Go through the entries below and copy every line that holds the word "marccarre".

*** Opening of PROVIDED RECORDS ***

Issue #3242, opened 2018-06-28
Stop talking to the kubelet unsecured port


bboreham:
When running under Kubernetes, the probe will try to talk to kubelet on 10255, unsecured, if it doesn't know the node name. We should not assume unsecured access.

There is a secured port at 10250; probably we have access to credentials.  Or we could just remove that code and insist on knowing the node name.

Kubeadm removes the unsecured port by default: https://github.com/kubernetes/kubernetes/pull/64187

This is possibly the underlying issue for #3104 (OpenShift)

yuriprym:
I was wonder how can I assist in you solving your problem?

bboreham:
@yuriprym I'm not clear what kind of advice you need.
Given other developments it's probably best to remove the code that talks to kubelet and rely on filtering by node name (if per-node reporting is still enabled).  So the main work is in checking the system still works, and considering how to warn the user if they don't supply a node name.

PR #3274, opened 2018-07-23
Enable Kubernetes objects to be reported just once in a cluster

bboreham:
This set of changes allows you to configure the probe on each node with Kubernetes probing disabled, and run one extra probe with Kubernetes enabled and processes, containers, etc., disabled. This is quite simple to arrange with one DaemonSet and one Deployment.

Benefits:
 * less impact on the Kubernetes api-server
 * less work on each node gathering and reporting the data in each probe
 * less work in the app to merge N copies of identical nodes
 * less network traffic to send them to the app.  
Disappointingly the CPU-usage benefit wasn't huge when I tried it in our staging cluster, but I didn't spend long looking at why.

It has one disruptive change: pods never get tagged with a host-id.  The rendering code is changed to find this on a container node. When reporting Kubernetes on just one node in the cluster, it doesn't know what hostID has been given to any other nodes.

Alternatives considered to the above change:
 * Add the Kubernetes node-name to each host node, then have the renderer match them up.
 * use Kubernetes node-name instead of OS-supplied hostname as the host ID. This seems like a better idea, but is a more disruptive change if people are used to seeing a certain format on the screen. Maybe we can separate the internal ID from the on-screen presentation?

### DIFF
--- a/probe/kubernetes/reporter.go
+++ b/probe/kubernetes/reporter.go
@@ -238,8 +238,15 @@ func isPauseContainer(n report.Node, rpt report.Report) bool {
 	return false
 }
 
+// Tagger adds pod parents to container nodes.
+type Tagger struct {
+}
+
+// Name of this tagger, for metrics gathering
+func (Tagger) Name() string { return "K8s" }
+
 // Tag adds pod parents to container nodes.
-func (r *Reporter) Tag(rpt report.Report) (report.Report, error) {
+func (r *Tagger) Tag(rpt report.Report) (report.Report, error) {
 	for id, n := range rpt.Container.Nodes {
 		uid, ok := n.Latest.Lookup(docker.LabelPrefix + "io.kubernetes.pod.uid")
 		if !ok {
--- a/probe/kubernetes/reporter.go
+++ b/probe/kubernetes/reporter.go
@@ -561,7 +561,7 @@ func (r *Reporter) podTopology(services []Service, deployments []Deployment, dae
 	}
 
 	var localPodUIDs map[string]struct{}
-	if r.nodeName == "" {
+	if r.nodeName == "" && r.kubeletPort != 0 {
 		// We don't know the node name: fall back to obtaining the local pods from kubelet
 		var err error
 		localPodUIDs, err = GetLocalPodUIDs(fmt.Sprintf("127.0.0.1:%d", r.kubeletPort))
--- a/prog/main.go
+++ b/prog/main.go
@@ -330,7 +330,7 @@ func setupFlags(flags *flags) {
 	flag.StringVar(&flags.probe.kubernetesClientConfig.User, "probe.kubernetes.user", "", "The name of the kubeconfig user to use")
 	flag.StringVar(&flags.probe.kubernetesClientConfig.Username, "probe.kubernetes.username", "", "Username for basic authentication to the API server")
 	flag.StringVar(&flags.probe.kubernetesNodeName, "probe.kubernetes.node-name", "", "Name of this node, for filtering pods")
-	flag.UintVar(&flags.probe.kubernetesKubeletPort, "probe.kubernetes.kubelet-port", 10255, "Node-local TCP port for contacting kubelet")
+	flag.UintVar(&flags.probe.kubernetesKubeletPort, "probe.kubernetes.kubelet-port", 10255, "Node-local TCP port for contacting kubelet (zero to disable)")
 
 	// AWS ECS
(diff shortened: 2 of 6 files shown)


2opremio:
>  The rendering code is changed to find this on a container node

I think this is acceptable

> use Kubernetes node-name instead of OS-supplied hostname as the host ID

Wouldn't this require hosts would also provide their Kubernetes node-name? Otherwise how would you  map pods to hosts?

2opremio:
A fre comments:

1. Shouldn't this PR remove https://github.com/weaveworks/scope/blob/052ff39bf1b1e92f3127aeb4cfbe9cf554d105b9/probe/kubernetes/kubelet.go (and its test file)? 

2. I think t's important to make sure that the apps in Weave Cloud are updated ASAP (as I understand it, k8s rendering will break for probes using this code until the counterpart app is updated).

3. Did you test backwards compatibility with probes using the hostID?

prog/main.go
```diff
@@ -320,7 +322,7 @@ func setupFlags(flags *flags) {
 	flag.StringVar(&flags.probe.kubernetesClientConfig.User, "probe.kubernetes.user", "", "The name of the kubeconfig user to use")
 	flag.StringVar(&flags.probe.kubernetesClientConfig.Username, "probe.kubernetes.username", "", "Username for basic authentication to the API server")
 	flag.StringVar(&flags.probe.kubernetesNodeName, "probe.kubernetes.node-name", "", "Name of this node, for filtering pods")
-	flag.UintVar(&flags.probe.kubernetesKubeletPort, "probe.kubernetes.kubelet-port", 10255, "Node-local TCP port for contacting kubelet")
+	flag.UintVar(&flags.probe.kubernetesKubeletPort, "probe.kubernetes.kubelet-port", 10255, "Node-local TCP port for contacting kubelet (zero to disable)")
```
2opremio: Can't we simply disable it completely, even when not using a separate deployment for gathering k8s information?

*** Close of PROVIDED RECORDS ***
*** Opening of PROVIDED RECORDS ***

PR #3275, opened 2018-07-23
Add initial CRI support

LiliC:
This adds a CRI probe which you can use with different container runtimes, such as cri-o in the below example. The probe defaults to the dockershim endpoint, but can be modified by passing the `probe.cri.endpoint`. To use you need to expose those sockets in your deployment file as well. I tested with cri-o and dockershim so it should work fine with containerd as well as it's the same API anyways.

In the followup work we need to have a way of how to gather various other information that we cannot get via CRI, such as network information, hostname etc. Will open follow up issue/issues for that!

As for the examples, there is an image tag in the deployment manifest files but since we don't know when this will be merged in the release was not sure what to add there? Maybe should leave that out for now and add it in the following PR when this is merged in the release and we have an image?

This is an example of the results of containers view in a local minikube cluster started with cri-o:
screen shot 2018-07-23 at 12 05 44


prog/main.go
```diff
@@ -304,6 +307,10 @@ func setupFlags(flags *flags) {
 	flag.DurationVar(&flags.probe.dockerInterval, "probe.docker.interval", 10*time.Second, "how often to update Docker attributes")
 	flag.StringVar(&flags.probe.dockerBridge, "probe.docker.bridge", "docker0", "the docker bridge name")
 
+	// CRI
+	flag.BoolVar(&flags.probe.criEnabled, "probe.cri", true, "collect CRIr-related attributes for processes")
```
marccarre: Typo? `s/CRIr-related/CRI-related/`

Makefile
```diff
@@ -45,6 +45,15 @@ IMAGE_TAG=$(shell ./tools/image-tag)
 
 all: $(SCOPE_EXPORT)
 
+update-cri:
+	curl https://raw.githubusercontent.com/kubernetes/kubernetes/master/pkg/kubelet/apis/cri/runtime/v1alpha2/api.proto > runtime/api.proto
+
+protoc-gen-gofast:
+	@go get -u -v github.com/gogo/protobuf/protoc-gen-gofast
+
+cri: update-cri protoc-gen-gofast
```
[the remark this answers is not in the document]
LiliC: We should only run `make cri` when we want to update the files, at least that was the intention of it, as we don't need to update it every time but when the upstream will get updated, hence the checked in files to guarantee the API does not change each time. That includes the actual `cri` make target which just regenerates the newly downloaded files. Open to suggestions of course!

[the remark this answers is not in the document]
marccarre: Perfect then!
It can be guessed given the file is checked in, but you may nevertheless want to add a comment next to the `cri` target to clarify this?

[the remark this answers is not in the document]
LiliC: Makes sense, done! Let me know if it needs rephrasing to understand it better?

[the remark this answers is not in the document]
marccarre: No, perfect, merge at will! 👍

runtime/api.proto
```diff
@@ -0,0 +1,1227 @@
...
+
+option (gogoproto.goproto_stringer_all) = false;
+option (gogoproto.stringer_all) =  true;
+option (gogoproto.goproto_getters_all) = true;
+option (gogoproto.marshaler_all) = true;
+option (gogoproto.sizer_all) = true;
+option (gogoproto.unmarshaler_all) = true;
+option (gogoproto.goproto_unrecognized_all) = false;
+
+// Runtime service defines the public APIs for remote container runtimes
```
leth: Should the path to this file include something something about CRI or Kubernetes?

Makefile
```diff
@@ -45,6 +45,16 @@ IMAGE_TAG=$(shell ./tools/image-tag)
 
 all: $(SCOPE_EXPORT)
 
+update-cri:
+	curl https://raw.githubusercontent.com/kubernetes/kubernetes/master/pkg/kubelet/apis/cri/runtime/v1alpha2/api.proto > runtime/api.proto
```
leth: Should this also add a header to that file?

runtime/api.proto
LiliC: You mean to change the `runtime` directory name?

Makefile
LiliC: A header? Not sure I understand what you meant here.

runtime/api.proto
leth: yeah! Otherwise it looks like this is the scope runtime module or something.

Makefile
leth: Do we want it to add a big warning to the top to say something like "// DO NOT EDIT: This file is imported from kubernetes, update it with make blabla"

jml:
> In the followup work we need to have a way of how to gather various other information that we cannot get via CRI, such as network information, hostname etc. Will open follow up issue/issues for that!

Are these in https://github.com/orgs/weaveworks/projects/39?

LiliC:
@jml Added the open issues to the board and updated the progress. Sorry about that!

*** Close of PROVIDED RECORDS ***
*** Opening of PROVIDED RECORDS ***

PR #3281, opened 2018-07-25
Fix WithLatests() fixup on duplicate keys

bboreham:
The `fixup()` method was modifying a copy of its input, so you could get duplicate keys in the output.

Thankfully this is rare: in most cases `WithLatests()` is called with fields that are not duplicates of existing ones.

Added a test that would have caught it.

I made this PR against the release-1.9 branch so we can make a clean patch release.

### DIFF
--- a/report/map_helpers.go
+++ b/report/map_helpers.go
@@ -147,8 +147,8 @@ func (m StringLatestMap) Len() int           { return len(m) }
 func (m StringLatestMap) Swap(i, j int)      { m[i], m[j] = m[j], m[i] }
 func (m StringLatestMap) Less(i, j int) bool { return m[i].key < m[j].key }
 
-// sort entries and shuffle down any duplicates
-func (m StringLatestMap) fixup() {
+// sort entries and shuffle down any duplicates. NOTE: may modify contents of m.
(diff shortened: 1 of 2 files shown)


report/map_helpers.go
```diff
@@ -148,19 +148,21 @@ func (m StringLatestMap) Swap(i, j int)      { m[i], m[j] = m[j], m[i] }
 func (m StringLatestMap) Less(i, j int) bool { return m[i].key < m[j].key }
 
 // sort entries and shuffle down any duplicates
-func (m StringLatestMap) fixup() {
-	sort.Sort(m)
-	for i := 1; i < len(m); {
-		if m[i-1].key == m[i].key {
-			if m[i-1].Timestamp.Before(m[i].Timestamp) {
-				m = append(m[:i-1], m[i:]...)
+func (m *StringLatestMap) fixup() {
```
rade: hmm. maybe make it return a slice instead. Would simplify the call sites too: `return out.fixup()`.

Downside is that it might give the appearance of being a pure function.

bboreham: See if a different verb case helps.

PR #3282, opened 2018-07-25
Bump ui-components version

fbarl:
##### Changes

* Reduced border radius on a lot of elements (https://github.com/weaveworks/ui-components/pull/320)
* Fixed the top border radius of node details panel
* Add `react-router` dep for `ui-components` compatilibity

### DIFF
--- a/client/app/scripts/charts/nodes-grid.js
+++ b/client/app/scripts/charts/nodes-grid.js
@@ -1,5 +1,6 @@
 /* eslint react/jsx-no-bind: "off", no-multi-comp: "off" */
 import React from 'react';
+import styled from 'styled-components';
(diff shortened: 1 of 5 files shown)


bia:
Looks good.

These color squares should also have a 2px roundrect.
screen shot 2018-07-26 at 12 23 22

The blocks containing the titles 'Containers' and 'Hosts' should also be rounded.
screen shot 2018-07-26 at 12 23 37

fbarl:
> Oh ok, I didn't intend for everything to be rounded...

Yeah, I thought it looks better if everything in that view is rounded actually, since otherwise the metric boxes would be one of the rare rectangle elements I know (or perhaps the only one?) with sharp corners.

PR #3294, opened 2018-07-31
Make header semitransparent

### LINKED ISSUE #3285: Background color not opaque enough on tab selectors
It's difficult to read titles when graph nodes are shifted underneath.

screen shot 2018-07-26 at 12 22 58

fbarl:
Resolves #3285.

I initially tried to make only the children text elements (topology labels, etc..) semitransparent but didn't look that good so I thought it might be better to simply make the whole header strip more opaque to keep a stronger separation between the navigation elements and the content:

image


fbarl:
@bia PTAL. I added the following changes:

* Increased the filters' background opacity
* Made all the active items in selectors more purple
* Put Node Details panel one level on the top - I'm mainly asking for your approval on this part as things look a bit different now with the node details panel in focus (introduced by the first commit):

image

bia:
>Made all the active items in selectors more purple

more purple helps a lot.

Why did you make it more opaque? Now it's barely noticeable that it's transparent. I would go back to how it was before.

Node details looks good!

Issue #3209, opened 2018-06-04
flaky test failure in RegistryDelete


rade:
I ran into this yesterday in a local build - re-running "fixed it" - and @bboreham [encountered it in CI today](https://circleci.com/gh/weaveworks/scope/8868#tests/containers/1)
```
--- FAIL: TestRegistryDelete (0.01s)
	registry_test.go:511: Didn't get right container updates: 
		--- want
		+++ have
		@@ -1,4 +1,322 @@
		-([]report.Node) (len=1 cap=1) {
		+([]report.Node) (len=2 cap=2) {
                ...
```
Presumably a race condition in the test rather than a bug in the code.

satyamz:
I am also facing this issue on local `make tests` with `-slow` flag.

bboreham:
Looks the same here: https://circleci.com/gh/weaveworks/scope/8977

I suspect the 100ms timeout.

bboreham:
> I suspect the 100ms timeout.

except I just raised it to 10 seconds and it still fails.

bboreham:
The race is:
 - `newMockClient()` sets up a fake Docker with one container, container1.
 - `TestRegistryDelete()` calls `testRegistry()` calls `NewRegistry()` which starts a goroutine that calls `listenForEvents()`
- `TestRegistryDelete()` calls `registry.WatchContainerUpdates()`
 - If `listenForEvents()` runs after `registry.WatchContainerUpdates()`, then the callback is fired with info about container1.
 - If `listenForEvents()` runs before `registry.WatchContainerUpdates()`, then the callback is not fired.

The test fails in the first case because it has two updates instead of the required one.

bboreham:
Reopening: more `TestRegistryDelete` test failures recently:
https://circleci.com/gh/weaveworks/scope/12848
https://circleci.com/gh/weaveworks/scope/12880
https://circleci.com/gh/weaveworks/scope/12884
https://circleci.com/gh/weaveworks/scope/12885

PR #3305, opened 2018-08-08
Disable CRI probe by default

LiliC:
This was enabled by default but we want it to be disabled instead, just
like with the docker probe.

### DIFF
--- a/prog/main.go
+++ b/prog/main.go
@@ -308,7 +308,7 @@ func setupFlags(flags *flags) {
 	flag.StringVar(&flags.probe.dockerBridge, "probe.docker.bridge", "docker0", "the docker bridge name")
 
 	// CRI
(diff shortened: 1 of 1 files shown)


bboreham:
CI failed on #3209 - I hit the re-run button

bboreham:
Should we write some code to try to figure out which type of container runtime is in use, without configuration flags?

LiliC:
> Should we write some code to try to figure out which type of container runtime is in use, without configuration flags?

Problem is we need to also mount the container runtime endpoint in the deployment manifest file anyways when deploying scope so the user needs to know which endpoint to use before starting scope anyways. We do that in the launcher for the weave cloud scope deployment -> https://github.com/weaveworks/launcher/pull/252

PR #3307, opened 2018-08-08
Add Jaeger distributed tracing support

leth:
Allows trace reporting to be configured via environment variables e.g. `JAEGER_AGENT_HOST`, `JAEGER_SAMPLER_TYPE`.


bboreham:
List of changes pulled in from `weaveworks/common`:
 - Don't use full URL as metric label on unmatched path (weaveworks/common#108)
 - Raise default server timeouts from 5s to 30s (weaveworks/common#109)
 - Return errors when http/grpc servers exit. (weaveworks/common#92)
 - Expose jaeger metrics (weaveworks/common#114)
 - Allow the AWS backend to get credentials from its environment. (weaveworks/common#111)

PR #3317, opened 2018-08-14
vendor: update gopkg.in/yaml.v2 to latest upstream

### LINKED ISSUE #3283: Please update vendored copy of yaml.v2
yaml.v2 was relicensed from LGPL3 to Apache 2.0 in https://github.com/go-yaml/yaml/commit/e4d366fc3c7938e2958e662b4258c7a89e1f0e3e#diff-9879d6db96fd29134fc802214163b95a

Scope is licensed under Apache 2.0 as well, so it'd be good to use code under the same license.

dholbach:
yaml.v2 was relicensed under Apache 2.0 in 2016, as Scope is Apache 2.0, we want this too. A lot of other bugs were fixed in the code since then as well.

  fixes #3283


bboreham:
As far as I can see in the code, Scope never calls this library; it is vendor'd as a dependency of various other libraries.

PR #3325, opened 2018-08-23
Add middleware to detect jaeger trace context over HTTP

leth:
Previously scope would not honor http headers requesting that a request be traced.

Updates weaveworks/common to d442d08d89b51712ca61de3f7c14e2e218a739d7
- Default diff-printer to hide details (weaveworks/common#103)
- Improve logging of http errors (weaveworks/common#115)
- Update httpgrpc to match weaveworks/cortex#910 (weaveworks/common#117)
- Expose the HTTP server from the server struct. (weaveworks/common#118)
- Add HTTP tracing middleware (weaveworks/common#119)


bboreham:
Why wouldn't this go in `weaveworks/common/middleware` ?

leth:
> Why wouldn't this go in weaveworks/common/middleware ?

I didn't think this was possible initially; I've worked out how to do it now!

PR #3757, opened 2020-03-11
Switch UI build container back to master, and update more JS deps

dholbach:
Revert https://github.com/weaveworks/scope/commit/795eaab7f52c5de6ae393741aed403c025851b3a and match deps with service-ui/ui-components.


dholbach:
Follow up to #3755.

*** Close of PROVIDED RECORDS ***

▶ [SOLUTION FOR THIS EXERCISE]:
marccarre: Typo? `s/CRIr-related/CRI-related/`
marccarre: Perfect then!
marccarre: No, perfect, merge at will! 👍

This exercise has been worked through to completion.